Atomic values other than symbols use the least-capable Python representations
possible:
* Python ``int`` objects, used to represent Actinide integers.
* Python ``decimal.Decimal`` objects, used to represent Actinide decimals.
* Python ``str`` objects, used to represent Actinide strings.
* Python ``bool`` objects, used to represent Actinide booleans.
* Python ``list`` objects, used to represent Actinide vectors.
* The Python ``None`` constant, used to represent the empty list.

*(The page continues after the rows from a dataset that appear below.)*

PR #2133, opened 2026-08-10
Fix recalc_abilities script

Oaphi:
Say hi to our first (rather basic, but still) test for scripts as well!

### DIFF
--- a/.github/.codecov.yml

The remaining built-in types are represented using classes:
* Instances of the ``actinide.types.Symbol`` class, used to represent Actinide
symbols. This class is a wrapper around a ``str`` and provides only exactly
the operations needed to act like a sybmol: access to the underlying string,
equality, hashing, and useful Python ``__str__`` and ``__repr__``
implementations for debugging.
* Instances of the ``actinide.types.Cons`` class, representing Lisp conses and
list cells. This class is a ``namedtuple`` with two fields and no additional
methods. (This implies that conses are immutable, unlike most lisps, but this
is a semantic consideration and not a security consideration.)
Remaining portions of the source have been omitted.